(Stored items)
PR #3077, opened 2023-06-18
Fix `ase` tests not running due to `pymatgen/io/ase.py` shadowing `ase` package

janosh:
Tests were set to skip if `ase` not importable (now removed so we catch this in the future).

@arosen93 `sys.path.insert(0, getsitepackages()[0])` is admittedly an ugly hack but, like you said, preferable over a breaking module rename.

### DIFF
--- a/pymatgen/io/ase.py
+++ b/pymatgen/io/ase.py
@@ -21,6 +21,8 @@ if TYPE_CHECKING:
     from pymatgen.core.structure import SiteCollection
 
 
+# ensure site packages have higher precedence than local modules so that this file
+# can't shadow the ase package
 sys.path.insert(0, getsitepackages()[0])
 try:
     from ase import Atoms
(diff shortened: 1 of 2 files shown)


arosen93:
Thank you!! 🙏

arosen93:
If the user doesn't have ASE installed though, the test still skips right?

janosh:
No, running _all_ tests now requires `ase` to be installed. I think that's fine. Running tests locally usually involves specifying a path to a test module so you only run the tests you care about in which case `ase` is not needed.

shyuep:
@janosh @arosen93 I think this is where the problem started.

shyuep:
Let's not do ugly hacks in main code for things like tests, linting, etc.! It is more important that features work properly. If tests or lintinig require hacks, they should be done in test code that don't affect deployed code.

janosh:
Oops. Don't remember why I put this in `pymatgen/io/ase.py`. Definitely seems like a bad idea in retrospect. I think I meant to put this in `pymatgen/io/tests/test_ase.py` (presumably that didn't work, hence this bad alternative).

PR #3079, opened 2023-06-19
Improvements to the documentation of the Lobsterenv module

JaGeo:
I improved the documentation of the LobsterEnv module which was triggered by our updates to LobsterPy (https://github.com/JaGeo/LobsterPy/pull/81) and suggestions by @ajjackson

@janosh : happy to hear additional thoughts from you.

### DIFF
--- a/pymatgen/io/lobster/lobsterenv.py
+++ b/pymatgen/io/lobster/lobsterenv.py
@@ -43,43 +43,42 @@ class LobsterNeighbors(NearNeighbors):
 
     def __init__(
         self,
-        are_coops=False,
-        filename_ICOHP=None,
-        valences=None,
-        limits=None,
-        structure=None,
-        additional_condition=0,
-        only_bonds_to=None,
-        perc_strength_ICOHP=0.15,
-        valences_from_charges=False,
-        filename_CHARGE=None,
-        which_charge="Mulliken",
-        adapt_extremum_to_add_cond=False,
-        add_additional_data_sg=False,
-        filename_blist_sg1=None,
-        filename_blist_sg2=None,
-        id_blist_sg1="ICOOP",
-        id_blist_sg2="ICOBI",
+        are_coops: bool = False,
+        filename_ICOHP: str = None,
+        valences: list[int | float] = None,
+        limits: tuple[float, float] | None = None,
+        structure: Structure = None,
+        additional_condition: int = 0,
+        only_bonds_to: list[str] | None = None,
+        perc_strength_ICOHP: float = 0.15,
+        valences_from_charges: bool = False,
+        filename_CHARGE: str = None,
+        which_charge: str = "Mulliken",
+        adapt_extremum_to_add_cond: bool = False,
+        add_additional_data_sg: bool = False,
+        filename_blist_sg1: str = None,
+        filename_blist_sg2: str = None,
+        id_blist_sg1: str = "ICOOP",
+        id_blist_sg2: str = "ICOBI",
     ) -> None:
         """
 
         Args:
             are_coops: (bool) if True, the file is a ICOOPLIST.lobster and not a ICOHPLIST.lobster; only tested for
-            ICOHPLIST.lobster so far
+                ICOHPLIST.lobster so far
             filename_ICOHP: (str) Path to ICOHPLIST.lobster
-            valences: (list of integers/floats) gives valence/charge for each element
-            limits: limit to decide which ICOHPs should be considered
-            structure: (Structure Object) typically constructed by: Structure.from_file("POSCAR") (Structure object
-            from pymatgen.core.structure)
-            additional_condition:   Additional condition that decides which kind of bonds will be considered
-                                    NO_ADDITIONAL_CONDITION = 0
-                                    ONLY_ANION_CATION_BONDS = 1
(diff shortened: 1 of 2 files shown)


JaGeo:
@janosh, I tried to add more type hinting but mypy was raising very weird errors.

pymatgen/io/lobster/lobsterenv.py
```diff
@@ -354,19 +354,21 @@ def get_light_structure_environment(self, only_cation_environments=False, only_i
...
-            these bonds
-            [the latter is useful for plotting summed COHP plots],
-            list of the central isite for each label
+        Returns: tuple including
+            sum of icohp values of neighbors to the selected sites [given by the id in structure] (float),
+            list of summed icohp values for all identified interactions with neighbors (list),
+            number of identified bonds to the selected sites (int),
+            labels (from ICOHPLIST) for all identified bonds returned as a list of site names, e.g.,
+            ['Ag3', 'O5'] [the latter is useful for plotting summed COHP plots] (list),
+            list of the central isite for each identified interaction (list)
```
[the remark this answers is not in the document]
JaGeo: Yes, you are correct. I somehow merged labels and atoms in the description.

ajjackson:
Where functions are returning a large tuple containing various types and lengths of data, it might be helpful to wrap them up as a NamedTuple. This would be backward-compatible as you still _can_ access the elements by index, but also allows:

- clearer type-hinting than a dict would have, taking advantage of the immutability
- named attribute access for more intelligible code and lower chance of accessing the wrong element by mistake
- easier interactive exploration e.g. in a Jupyter notebook or IPython terminal; we get something a bit more self-describing than a bare list of tuple, but not a complicated new class that might have surprising behaviours

Be aware that while a lot of the old docs and tutorials recommend to use the `namedtuple` function to produce them, we can now build them with `class` for clearer type-hinting. See examples at https://docs.python.org/3/library/typing.html#typing.NamedTuple

So we could do something like

```python
class ICOHPNeighboursInfo(NamedTuple):
    total: float
    interaction_sums: List[float]
    n_bonds: int
    labels: List[str]
    atoms: List[SomeAtomTypeOrOther]
    central_isites: List[int]

class LobsterNeighbors(NearNeighbors):
...
    def get_info_icohps_to_neighbors(
        self,
        isites: Optional[List[int]] = None,
        onlycation_isites: bool = True
            ) -> ICOHPNeighboursInfo:
    ...
    return ICOHPNeigboursInfo(summed_icohps, list_icohps, number_bonds, labels, atoms, final_isites)
```

JaGeo:
Thanks, @ajjackson , this is a great suggestion. I will implement it as it is much cleaner.

JaGeo:
@ajjackson , I implemented the named tuple

pymatgen/io/lobster/lobsterenv.py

* Task directions
Give an exact transcription of the data shown above.

* Response
PR #3077, opened 2023-06-18
Fix `ase` tests not running due to `pymatgen/io/ase.py` shadowing `ase` package

janosh:
Tests were set to skip if `ase` not importable (now removed so we catch this in the future).

@arosen93 `sys.path.insert(0, getsitepackages()[0])` is admittedly an ugly hack but, like you said, preferable over a breaking module rename.

### DIFF
--- a/pymatgen/io/ase.py
+++ b/pymatgen/io/ase.py
@@ -21,6 +21,8 @@ if TYPE_CHECKING:
     from pymatgen.core.structure import SiteCollection
 
 
+# ensure site packages have higher precedence than local modules so that this file
+# can't shadow the ase package
 sys.path.insert(0, getsitepackages()[0])
 try:
     from ase import Atoms
(diff shortened: 1 of 2 files shown)


arosen93:
Thank you!! 🙏

arosen93:
If the user doesn't have ASE installed though, the test still skips right?

janosh:
No, running _all_ tests now requires `ase` to be installed. I think that's fine. Running tests locally usually involves specifying a path to a test module so you only run the tests you care about in which case `ase` is not needed.

shyuep:
@janosh @arosen93 I think this is where the problem started.

shyuep:
Let's not do ugly hacks in main code for things like tests, linting, etc.! It is more important that features work properly. If tests or lintinig require hacks, they should be done in test code that don't affect deployed code.

janosh:
Oops. Don't remember why I put this in `pymatgen/io/ase.py`. Definitely seems like a bad idea in retrospect. I think I meant to put this in `pymatgen/io/tests/test_ase.py` (presumably that didn't work, hence this bad alternative).

PR #3079, opened 2023-06-19
Improvements to the documentation of the Lobsterenv module

JaGeo:
I improved the documentation of the LobsterEnv module which was triggered by our updates to LobsterPy (https://github.com/JaGeo/LobsterPy/pull/81) and suggestions by @ajjackson

@janosh : happy to hear additional thoughts from you.

### DIFF
--- a/pymatgen/io/lobster/lobsterenv.py
+++ b/pymatgen/io/lobster/lobsterenv.py
@@ -43,43 +43,42 @@ class LobsterNeighbors(NearNeighbors):
 
     def __init__(
         self,
-        are_coops=False,
-        filename_ICOHP=None,
-        valences=None,
-        limits=None,
-        structure=None,
-        additional_condition=0,
-        only_bonds_to=None,
-        perc_strength_ICOHP=0.15,
-        valences_from_charges=False,
-        filename_CHARGE=None,
-        which_charge="Mulliken",
-        adapt_extremum_to_add_cond=False,
-        add_additional_data_sg=False,
-        filename_blist_sg1=None,
-        filename_blist_sg2=None,
-        id_blist_sg1="ICOOP",
-        id_blist_sg2="ICOBI",
+        are_coops: bool = False,
+        filename_ICOHP: str = None,
+        valences: list[int | float] = None,
+        limits: tuple[float, float] | None = None,
+        structure: Structure = None,
+        additional_condition: int = 0,
+        only_bonds_to: list[str] | None = None,
+        perc_strength_ICOHP: float = 0.15,
+        valences_from_charges: bool = False,
+        filename_CHARGE: str = None,
+        which_charge: str = "Mulliken",
+        adapt_extremum_to_add_cond: bool = False,
+        add_additional_data_sg: bool = False,
+        filename_blist_sg1: str = None,
+        filename_blist_sg2: str = None,
+        id_blist_sg1: str = "ICOOP",
+        id_blist_sg2: str = "ICOBI",
     ) -> None:
         """
 
         Args:
             are_coops: (bool) if True, the file is a ICOOPLIST.lobster and not a ICOHPLIST.lobster; only tested for
-            ICOHPLIST.lobster so far
+                ICOHPLIST.lobster so far
             filename_ICOHP: (str) Path to ICOHPLIST.lobster
-            valences: (list of integers/floats) gives valence/charge for each element
-            limits: limit to decide which ICOHPs should be considered
-            structure: (Structure Object) typically constructed by: Structure.from_file("POSCAR") (Structure object
-            from pymatgen.core.structure)
-            additional_condition:   Additional condition that decides which kind of bonds will be considered
-                                    NO_ADDITIONAL_CONDITION = 0
-                                    ONLY_ANION_CATION_BONDS = 1
(diff shortened: 1 of 2 files shown)


JaGeo:
@janosh, I tried to add more type hinting but mypy was raising very weird errors.

pymatgen/io/lobster/lobsterenv.py
```diff
@@ -354,19 +354,21 @@ def get_light_structure_environment(self, only_cation_environments=False, only_i
...
-            these bonds
-            [the latter is useful for plotting summed COHP plots],
-            list of the central isite for each label
+        Returns: tuple including
+            sum of icohp values of neighbors to the selected sites [given by the id in structure] (float),
+            list of summed icohp values for all identified interactions with neighbors (list),
+            number of identified bonds to the selected sites (int),
+            labels (from ICOHPLIST) for all identified bonds returned as a list of site names, e.g.,
+            ['Ag3', 'O5'] [the latter is useful for plotting summed COHP plots] (list),
+            list of the central isite for each identified interaction (list)
```
[the remark this answers is not in the document]
JaGeo: Yes, you are correct. I somehow merged labels and atoms in the description.

ajjackson:
Where functions are returning a large tuple containing various types and lengths of data, it might be helpful to wrap them up as a NamedTuple. This would be backward-compatible as you still _can_ access the elements by index, but also allows:

- clearer type-hinting than a dict would have, taking advantage of the immutability
- named attribute access for more intelligible code and lower chance of accessing the wrong element by mistake
- easier interactive exploration e.g. in a Jupyter notebook or IPython terminal; we get something a bit more self-describing than a bare list of tuple, but not a complicated new class that might have surprising behaviours

Be aware that while a lot of the old docs and tutorials recommend to use the `namedtuple` function to produce them, we can now build them with `class` for clearer type-hinting. See examples at https://docs.python.org/3/library/typing.html#typing.NamedTuple

So we could do something like

```python
class ICOHPNeighboursInfo(NamedTuple):
    total: float
    interaction_sums: List[float]
    n_bonds: int
    labels: List[str]
    atoms: List[SomeAtomTypeOrOther]
    central_isites: List[int]

class LobsterNeighbors(NearNeighbors):
...
    def get_info_icohps_to_neighbors(
        self,
        isites: Optional[List[int]] = None,
        onlycation_isites: bool = True
            ) -> ICOHPNeighboursInfo:
    ...
    return ICOHPNeigboursInfo(summed_icohps, list_icohps, number_bonds, labels, atoms, final_isites)
```

JaGeo:
Thanks, @ajjackson , this is a great suggestion. I will implement it as it is much cleaner.

JaGeo:
@ajjackson , I implemented the named tuple

pymatgen/io/lobster/lobsterenv.py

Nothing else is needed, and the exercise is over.